Mood stabilisers and antipsychotics can cause a wide variety of adverse effects. This study focused on the negative impacts of the four most commonly prescribed medications for Bipolar: Lithium, Valproate, Olanzapine and Quetiapine. It looked at adverse impact on the kidneys; hormone glands such as the thyroid; the liver; and metabolism, particularly in relation to weight gain and associated hypertension/diabetes. Although Olanzapine and Quetiapine are relatively newer drugs, Lithium was first approved for ‘manic disorders’ back in 1970. Data was collected from The Health Improvement Network (THIN); a UK primary care database that contains anonymised patient information. In total, 7,000 individuals’ records were analysed for incidence of adverse effects. All study participants had a diagnosis of Bipolar and were taking one of the above mentioned medications.

The research concluded that, taken over the long term (up to 17 years), individuals prescribed lithium were significantly more likely than other participants to experience a deterioration in kidney function, known as Chronic Kidney Disease (CKD), as well as being more likely to develop thyroid problems. In many people, CKD does not result in any noticeable symptoms, but individuals are at significantly higher risk of developing both heart disease and stroke. Thyroid problems can cause a range of symptoms including weight gain/loss, fatigue, depression and hair loss.

Compared to people taking Lithium, individuals prescribed the antipsychotic Olanzapine had the highest rate of weight gain and new onset hypertension. Incidences of significant weight gain were also higher for individuals prescribed Quetiapine and Valproate. Significant weight gain can be one of the most distressing adverse effects of psychiatric medication. It can lead to problems such as cardiovascular disease and diabetes but also can affect people’s self-esteem and body image, which can have a negative impact on their mental wellbeing.

A key strength of the study is its large sample size and long follow up period. Most studies into the effectiveness of these medications do record incidences of adverse effects such as weight gain, but over a far shorter period of time (6-12 months). Given that many individuals take medications for longer periods and some adverse effects only become apparent after prolonged use, it is essential for research in this area to reflect the current prescribing practices.

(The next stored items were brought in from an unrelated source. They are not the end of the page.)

PR #4113, opened 2026-05-20
Add iterative task handling to TaskWarrior

carmiac:
Most of the changes are moving some of the task handling from raw TaskChampion TaskData to the Task interface.


djmitche:
Since it will take a bit to staibilize the proposed TaskChampion changes, what do you think of extracting some of the refactors into separate PRs that we could land earlier?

However, I couldn’t help but feel a little underwhelmed by the study’s results. Although it is a welcome addition to an under-researched area, the Lithium related incidence of CKD and thyroid issues are already acknowledged in treatment guidelines that specify routine monitoring of individuals’ kidney and thyroid function. Furthermore, the weight gain associated with Olanzapine is also pretty well established. On an anecdotal basis, I have rarely met a person who is taking or has taken Olanzapine and not bemoaned the impact of the drug on their weight. Therefore, for me, the concluding remark, ‘[g]iven the need to balance an array of risks and benefits, an individualised and collaborative approach to treatment choice is likely to be most appropriate,’ sums up the crux of the issue. For many people who take psychiatric medication long term, they know what the benefits and adverse effects of their medication are because they experience them day in day out. Yet, with ever shorter appointment times and the tendency of mental health professionals to focus on ‘symptom reduction’, it can be difficult for people to find the space to address a complex and subjective question: ‘overall, is medication the best option for me?’

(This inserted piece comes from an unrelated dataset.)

PR #4117, opened 2026-06-03
Add a (mostly) full Task FFI from TaskChampion

carmiac:
This adds a mostly complete Task FFI from TaskChampion. It also adds the Replica functions dealing with Tasks.

It does not include:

Understanding how individuals currently go about answering this question and how services can best support people to feel confident in their choice could provide the foundation for a personalised and holistic approach to treatment. Some small steps have already been taken to give us a better understanding of how pregnant women go about making decisions regarding psychotropic medication. A similar exploration of decision making processes relating to psychiatric medication use by the wider population is long overdue.